第118回 成功曲線を描こう!
(2008/04/04)

 今回は、少し手前味噌ではありますが、私自身の起業の経験を踏まえ、

「会社を成長させるための、経営者の心構え」

についてお話ししたいと思います。


●ロケットスタートの予定が・・・

 私が前職の野村総合研究所を退職し、株)WEBマーケティング総合研究所(当時の社名は、中小企業IT振興会)を設立したのは、2002年の1月の事でした。

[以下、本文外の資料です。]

Issue #1233, opened 2021-06-01
RFC: rename semanticcpg.language.types.expressions.Call -> CallExt etc. 


mpollmeier:
I'd like to rename all traversal extension classes like e.g.  `semanticcpg.language.types.expressions.Call` to `semanticcpg.language.types.expressions.CallTrav`. 

Motivation: that enables us to drop the `nodes.` prefix everywhere. It somehow became a norm in our codebase to refer to node types with the explict prefix, e.g. `nodes.Call`. The more I see that pattern the less I like it, and yes I started it, but I feel sorry about it. 

Before I go ahead and create a monster PR I thought I'd ask for feedback. 
Please select one of the following options: yes|no|dontcare

ml86:
I am all for it.I already suggest it 1-2 years back but did not come through with it. So hoping for the best now.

 それからちょうど5年が経過した訳ですが、いま改めて当時を振り返ってみると、独立当初、経営者として自分がいかに甘かったか、ちょっと恥ずかしくなる位です。

 今でこそ、それなりに名前も知られるようになりましたし、社員もだいぶ増えたのですが、ここまで来るのには本当に山あり谷ありでした。(私のプロフィールに、この変の裏話を書いていますので、ご興味あればご一読下さい。)

 吉本のプロフィール

 何が甘かったかというと、独立前に立てた事業計画が全くもって問題外だったのです。

 独立前にExcelで色々と売上等の数字をシミュレーションしたのですが、その計画が左下から右上にかけて、売上が急上昇する「一直線」の事業計画でした。そのグラフを見ながら、一人悦に入っていたのです。

 が、現実はそんなに甘くありませんでした。

 左下から右上に「急上昇」するどころか、ほとんど売上が「ゼロ」の線を「水平」にウロウロするようなグラフになってしまいました。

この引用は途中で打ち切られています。